> [Assigned task]
Write out exactly the lines from the start of the entries through the one that contains "Smooth, nice improvement!", including both.
____
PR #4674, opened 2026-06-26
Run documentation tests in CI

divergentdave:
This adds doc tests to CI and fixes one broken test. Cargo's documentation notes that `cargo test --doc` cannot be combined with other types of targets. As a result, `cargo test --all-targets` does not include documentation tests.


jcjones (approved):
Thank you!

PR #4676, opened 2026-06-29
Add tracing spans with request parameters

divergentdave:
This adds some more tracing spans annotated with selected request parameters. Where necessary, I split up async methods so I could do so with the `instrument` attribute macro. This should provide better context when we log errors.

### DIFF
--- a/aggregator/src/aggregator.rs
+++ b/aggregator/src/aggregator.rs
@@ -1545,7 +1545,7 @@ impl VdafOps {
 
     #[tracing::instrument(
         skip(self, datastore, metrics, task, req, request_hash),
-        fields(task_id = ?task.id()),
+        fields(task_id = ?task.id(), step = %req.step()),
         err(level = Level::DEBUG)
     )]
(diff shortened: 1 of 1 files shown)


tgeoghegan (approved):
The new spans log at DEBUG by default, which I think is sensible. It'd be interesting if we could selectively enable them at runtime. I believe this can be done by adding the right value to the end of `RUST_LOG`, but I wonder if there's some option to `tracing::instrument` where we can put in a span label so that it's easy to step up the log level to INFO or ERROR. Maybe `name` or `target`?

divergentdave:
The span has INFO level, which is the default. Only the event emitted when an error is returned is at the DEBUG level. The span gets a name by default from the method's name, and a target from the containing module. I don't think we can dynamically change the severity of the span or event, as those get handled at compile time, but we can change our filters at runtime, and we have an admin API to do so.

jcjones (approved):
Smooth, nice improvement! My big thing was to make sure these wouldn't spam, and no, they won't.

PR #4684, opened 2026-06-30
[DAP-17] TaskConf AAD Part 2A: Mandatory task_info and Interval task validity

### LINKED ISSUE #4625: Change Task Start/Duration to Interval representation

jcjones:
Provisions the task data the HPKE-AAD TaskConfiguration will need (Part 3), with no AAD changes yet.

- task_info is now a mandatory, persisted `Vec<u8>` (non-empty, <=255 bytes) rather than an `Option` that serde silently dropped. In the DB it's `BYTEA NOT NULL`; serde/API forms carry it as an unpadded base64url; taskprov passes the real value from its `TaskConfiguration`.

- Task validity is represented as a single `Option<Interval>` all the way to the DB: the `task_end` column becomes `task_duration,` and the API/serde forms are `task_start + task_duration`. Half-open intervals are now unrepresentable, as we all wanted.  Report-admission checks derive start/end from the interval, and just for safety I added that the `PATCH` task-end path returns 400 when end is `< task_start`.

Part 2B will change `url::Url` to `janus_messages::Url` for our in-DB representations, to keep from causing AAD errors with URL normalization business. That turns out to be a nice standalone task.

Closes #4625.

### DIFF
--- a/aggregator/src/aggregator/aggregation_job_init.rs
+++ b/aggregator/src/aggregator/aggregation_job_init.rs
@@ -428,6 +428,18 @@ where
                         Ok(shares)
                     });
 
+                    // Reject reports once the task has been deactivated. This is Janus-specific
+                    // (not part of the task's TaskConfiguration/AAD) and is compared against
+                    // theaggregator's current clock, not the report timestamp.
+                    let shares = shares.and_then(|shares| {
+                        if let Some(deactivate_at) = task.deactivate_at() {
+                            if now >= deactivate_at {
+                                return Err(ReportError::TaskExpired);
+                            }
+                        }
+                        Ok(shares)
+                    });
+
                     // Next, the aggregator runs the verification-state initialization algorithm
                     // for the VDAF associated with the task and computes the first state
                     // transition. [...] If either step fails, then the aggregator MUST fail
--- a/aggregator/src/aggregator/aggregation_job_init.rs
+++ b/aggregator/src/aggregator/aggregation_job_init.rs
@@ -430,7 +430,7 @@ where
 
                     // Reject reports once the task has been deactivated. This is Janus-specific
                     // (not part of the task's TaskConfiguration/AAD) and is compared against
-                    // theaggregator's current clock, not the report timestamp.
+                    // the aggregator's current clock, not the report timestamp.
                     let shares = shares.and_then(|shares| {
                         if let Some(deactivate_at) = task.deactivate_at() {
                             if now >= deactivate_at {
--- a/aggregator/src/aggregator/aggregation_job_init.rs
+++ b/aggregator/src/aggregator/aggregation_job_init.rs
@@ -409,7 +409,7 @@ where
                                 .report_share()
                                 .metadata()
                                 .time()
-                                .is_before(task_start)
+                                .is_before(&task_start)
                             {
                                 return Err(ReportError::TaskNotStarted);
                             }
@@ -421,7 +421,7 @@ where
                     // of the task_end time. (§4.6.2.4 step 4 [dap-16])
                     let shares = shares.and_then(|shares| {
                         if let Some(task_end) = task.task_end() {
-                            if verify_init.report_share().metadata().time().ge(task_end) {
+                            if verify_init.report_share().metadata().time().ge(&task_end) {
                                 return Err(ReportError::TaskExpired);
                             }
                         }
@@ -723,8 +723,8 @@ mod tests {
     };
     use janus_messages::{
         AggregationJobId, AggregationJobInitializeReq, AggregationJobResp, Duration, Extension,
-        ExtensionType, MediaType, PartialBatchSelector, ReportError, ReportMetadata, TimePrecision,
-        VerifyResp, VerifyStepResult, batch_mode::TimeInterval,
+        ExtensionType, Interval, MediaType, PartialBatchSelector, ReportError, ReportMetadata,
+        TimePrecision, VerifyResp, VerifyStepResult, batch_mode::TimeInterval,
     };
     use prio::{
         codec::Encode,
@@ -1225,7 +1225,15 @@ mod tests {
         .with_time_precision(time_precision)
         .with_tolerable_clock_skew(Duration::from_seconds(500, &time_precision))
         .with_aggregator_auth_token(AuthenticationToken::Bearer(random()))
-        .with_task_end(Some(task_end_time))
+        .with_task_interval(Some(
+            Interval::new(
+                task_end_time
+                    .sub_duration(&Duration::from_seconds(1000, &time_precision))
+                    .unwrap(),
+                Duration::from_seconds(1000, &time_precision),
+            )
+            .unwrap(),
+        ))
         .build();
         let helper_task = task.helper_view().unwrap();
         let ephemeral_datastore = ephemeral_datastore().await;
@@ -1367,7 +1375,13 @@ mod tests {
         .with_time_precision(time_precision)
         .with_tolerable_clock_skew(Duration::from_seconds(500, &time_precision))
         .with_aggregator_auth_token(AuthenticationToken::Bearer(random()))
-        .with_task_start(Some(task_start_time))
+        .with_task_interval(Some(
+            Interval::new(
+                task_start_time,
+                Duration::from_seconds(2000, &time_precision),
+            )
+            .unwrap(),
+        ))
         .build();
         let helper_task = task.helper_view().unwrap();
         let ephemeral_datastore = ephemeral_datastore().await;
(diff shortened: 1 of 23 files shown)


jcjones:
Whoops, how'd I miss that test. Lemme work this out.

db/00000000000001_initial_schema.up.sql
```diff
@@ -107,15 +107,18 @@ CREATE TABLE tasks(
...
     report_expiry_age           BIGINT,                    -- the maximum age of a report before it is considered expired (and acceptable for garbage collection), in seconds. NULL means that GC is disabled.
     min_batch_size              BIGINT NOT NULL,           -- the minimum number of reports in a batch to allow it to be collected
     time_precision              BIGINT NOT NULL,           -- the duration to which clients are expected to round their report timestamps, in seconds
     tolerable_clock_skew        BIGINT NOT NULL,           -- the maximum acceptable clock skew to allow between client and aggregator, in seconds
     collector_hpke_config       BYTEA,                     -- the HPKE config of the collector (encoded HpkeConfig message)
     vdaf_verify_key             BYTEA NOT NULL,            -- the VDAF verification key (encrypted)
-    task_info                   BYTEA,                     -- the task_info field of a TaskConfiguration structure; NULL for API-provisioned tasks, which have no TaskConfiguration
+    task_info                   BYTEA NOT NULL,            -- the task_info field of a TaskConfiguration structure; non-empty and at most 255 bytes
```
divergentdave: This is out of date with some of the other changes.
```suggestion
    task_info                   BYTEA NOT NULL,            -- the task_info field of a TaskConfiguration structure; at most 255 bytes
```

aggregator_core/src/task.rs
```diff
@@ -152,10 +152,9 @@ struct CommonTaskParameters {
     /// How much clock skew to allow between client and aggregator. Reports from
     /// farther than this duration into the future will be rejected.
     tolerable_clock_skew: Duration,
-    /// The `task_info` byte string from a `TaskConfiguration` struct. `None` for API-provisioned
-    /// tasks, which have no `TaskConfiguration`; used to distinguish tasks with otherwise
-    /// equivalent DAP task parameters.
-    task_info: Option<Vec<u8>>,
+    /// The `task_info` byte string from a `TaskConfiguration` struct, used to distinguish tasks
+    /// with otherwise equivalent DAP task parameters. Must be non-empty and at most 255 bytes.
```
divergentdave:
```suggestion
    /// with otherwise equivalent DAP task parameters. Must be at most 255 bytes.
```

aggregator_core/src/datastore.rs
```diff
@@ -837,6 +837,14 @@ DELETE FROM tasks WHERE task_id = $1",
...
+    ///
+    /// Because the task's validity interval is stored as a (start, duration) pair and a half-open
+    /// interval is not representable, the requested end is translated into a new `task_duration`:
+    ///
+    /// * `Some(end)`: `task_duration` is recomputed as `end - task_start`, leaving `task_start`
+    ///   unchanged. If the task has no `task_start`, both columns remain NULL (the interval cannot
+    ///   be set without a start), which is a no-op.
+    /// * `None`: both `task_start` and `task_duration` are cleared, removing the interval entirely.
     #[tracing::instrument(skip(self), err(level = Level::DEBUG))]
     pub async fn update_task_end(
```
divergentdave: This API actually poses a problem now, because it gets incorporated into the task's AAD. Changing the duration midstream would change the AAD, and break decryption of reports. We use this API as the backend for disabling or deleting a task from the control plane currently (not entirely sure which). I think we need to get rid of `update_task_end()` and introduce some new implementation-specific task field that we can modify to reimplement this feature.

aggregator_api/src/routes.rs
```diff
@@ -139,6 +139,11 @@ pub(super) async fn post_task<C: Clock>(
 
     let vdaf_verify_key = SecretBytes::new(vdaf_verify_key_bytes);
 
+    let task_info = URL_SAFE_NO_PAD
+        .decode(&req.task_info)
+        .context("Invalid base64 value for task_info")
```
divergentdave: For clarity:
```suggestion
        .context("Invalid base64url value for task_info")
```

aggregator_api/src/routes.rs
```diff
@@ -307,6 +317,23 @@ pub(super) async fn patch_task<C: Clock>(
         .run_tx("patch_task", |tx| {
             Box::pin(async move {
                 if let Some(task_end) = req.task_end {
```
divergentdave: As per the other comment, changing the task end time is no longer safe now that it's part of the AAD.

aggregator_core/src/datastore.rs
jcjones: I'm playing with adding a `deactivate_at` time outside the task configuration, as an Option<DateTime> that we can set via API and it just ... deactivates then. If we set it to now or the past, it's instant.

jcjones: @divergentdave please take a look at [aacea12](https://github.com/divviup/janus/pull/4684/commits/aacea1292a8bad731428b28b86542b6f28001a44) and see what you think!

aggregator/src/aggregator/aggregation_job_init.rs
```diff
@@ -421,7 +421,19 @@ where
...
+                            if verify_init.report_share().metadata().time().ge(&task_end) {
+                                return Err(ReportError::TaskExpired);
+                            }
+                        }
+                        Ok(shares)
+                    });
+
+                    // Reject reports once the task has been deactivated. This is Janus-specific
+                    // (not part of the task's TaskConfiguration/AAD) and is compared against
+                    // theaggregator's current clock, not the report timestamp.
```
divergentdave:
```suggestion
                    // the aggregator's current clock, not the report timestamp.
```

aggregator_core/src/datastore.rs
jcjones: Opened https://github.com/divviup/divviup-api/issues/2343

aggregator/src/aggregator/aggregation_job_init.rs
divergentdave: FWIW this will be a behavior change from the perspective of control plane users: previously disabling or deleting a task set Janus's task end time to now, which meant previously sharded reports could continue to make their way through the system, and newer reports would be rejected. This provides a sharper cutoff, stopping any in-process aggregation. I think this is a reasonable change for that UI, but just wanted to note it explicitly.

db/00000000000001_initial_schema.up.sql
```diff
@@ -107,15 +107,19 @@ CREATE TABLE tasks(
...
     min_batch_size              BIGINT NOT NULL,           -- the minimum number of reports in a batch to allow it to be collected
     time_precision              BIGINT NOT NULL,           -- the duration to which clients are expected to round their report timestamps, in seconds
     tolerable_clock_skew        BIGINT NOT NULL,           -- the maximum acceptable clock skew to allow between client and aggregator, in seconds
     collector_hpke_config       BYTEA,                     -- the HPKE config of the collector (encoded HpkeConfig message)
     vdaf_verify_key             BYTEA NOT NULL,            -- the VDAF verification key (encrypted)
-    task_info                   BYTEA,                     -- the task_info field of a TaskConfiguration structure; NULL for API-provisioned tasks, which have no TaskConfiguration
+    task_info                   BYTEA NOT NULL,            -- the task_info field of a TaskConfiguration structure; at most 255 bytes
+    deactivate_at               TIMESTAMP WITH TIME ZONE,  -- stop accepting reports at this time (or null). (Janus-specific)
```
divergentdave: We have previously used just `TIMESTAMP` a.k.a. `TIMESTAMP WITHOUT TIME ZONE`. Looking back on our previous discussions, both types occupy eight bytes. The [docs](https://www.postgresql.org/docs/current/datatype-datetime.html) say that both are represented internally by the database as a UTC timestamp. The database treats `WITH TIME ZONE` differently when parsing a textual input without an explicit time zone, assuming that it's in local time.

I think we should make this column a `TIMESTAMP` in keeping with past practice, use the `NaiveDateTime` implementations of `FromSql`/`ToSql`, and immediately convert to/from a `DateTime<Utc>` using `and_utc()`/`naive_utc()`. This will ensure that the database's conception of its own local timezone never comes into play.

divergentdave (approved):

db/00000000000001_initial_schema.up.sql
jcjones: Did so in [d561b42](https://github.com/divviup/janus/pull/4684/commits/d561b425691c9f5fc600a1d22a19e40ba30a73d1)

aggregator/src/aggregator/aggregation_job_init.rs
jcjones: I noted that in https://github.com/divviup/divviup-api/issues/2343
____
> [Answer below]
PR #4674, opened 2026-06-26
Run documentation tests in CI

divergentdave:
This adds doc tests to CI and fixes one broken test. Cargo's documentation notes that `cargo test --doc` cannot be combined with other types of targets. As a result, `cargo test --all-targets` does not include documentation tests.


jcjones (approved):
Thank you!

PR #4676, opened 2026-06-29
Add tracing spans with request parameters

divergentdave:
This adds some more tracing spans annotated with selected request parameters. Where necessary, I split up async methods so I could do so with the `instrument` attribute macro. This should provide better context when we log errors.

### DIFF
--- a/aggregator/src/aggregator.rs
+++ b/aggregator/src/aggregator.rs
@@ -1545,7 +1545,7 @@ impl VdafOps {
 
     #[tracing::instrument(
         skip(self, datastore, metrics, task, req, request_hash),
-        fields(task_id = ?task.id()),
+        fields(task_id = ?task.id(), step = %req.step()),
         err(level = Level::DEBUG)
     )]
(diff shortened: 1 of 1 files shown)


tgeoghegan (approved):
The new spans log at DEBUG by default, which I think is sensible. It'd be interesting if we could selectively enable them at runtime. I believe this can be done by adding the right value to the end of `RUST_LOG`, but I wonder if there's some option to `tracing::instrument` where we can put in a span label so that it's easy to step up the log level to INFO or ERROR. Maybe `name` or `target`?

divergentdave:
The span has INFO level, which is the default. Only the event emitted when an error is returned is at the DEBUG level. The span gets a name by default from the method's name, and a target from the containing module. I don't think we can dynamically change the severity of the span or event, as those get handled at compile time, but we can change our filters at runtime, and we have an admin API to do so.

jcjones (approved):
Smooth, nice improvement! My big thing was to make sure these wouldn't spam, and no, they won't.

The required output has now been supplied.